# Stored data
Issue #188, opened 2021-05-25
Add device repository homepage


mjamescompton:
#### Summary

Add a page that has an overview of most popular devices, vendors and tags. Featured vendors and an explanation of what can be found in the device repository. 

#### Why do we need this?

Making it easier to find devices you are looking for and improving SEO

#### What is already there? What do you see now?

The root page is identical to `/devices` which is redirected to the root. The root is just a list of all devices 

#### What is missing? What do you want to see?

The page should include, repository description, search, featured devices, featured tags, featured vendors, Link to all devices.

#### How do you propose to implement this?

Design by @pierrephz, @mjamescompton will build

#### Can you do this yourself and submit a Pull Request?

yes

KrishnaIyer:
This is covered by the partner portal: https://partners.thethingsindustries.com/devices

Issue #185, opened 2021-05-25
Add tag descriptions


mjamescompton:
#### Summary

Generate and include tag description

#### Why do we need this?

To improve SEO the tag landing pages need to have a description explaining them.

#### What is already there? What do you see now?

All Sensors, IPCode, Frequency plans have a tag page generated, if they are defined by a device.

#### What is missing? What do you want to see?

- Create content for all tags. @anastasiagramm 
- Add additional field as tags. @mjamescompton 
- Include tag description, either within the schema or this can be Hugo data @johanstokking what do you recommend?
- Display field on tag pages. @mjamescompton 

#### How do you propose to implement this?

@anastasiagramm  Could you work on the content for the tags, I have generated a google sheet 

https://docs.google.com/spreadsheets/d/1OC-bcU5a8ydJBKBt0QELO-MqzgA7nhoEoGSTFMZ4hvM/edit?usp=sharing

Can you fill in the descriptions here, there is a separate table for Sensors, IPCode, Frequency plans. I have included all the allowed fields from device schema 

https://github.com/TheThingsNetwork/lorawan-devices/blob/master/lib/draft/schema.json

so they should all be there and we can add new tables if we include any new fields. A small warning I will not read the descriptions so please make sure they are correct in this doc.

#### Can you do this yourself and submit a Pull Request?

yes

mjamescompton:
@anastasiagramm I have also added a field at the bottom of each page for a general description of the tag category Sensors, IPCode, Frequency plans

mjamescompton:
I've added LoRaWan version and Regional Parameters and a few others which are less important, if you can start with the ones above first and LoRaWan version and Regional Parameters, ignore the others for now.

johanstokking:
> * Include tag description, either within the schema or this can be Hugo data @johanstokking what do you recommend?

We can't really put it in the schema because JSON schema doesn't support descriptions for enum values.

I think that a data file would be helpful. I'm okay with checking that in at https://github.com/lorawan-schema/draft-devices. It can be validated against the schema.

```json
{
  "sensors": {
    "temperature": {
      "description": "Temperature"
    },
    ...
  },
  "ipCodes": {
    "IP68": ...
  },
  ...
}
```

anastasiagramm:
@mjamescompton I've filled in the descriptions that you mentioned. please let me know when you need the other ones

mjamescompton:
@laurensslats Can you review the descriptions

[...]

PR #690, opened 2023-11-01
Add tag dropdowns

LDannijs:
#### Summary

Add a dropdown menu that lists certain types of tags to filter through the devices.

Screenshot 2023-11-01 at 13 55 23
Screenshot 2023-11-01 at 13 55 36

#### Changes

- add rudimentary code for tag dropdown
- added a bit of styling (just for testing mainly)

#### Note
This is basically the same PR as #680 but i accidentally deleted the fork. Whoops. Please refer to that PR for the discussions around it.


pierrephz:
https://github.com/TheThingsNetwork/lorawan-devices/assets/26456318/1af8975d-90ef-4c01-98a2-a61fa551f1b8

here is a proposal for an uplifting of the Device Repository home page
Open for feedback

cc @KrishnaIyer

<details>

<summary>Expend to view the mockup</summary>

desktop-device-repo

</details>

KrishnaIyer:
@pierrephz: Where does the `Submit Your Device` button lead to?

mjamescompton:
These filter need to work for everything page type not just the homepage. 

For now I think we are good having a page that contains every single device in the repo but at some point this page will become very slow. This may in happen when we start to parse the json and render everything when we are not using our Shinny new M1's. At this point it might time to add a more curated homepage https://github.com/TheThingsNetwork/lorawan-devices/issues/188 and then spilt the devices up in to categories.

Our second most valuable page other then the homepage is https://www.thethingsnetwork.org/device-repository/tags/temperature/   (we can still get this page a little higher if we complete this task https://github.com/TheThingsNetwork/lorawan-devices/issues/185 @KrishnaIyer )

This tag page will also need these filters as there are already to many devices on this page.

For this work the filter need to populated based on the content on the page and the page need to contain all devices already in the html.

I think the best way to do this is

With a JSON object containing all the device data on a page (homepage, tag, or device maker) on the page. We would still have all the devices on the page in html when it loads, this json object will also be there ready for js to consume. When the filter dropdown is press we could rebuild the devices list from this json

The json object will be generated by hugo, I believe as we are already requesting the tag we will already have an object with the devices from that tag and it might even already have the attributes. We are already generating something similar to this json object on the single device page `website/layouts/devices/single.json.json` which is imported into the page 

```
<script>
  var config = {
    device: JSON.parse("{{ .Params | jsonify }}")
  }
</script>
```

We need to write the custom js to filter the elements.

# Task description
Of the lines above, copy each one that contains the word "from".

# Result of this exercise
Can you fill in the descriptions here, there is a separate table for Sensors, IPCode, Frequency plans. I have included all the allowed fields from device schema 
With a JSON object containing all the device data on a page (homepage, tag, or device maker) on the page. We would still have all the devices on the page in html when it loads, this json object will also be there ready for js to consume. When the filter dropdown is press we could rebuild the devices list from this json
The json object will be generated by hugo, I believe as we are already requesting the tag we will already have an object with the devices from that tag and it might even already have the attributes. We are already generating something similar to this json object on the single device page `website/layouts/devices/single.json.json` which is imported into the page 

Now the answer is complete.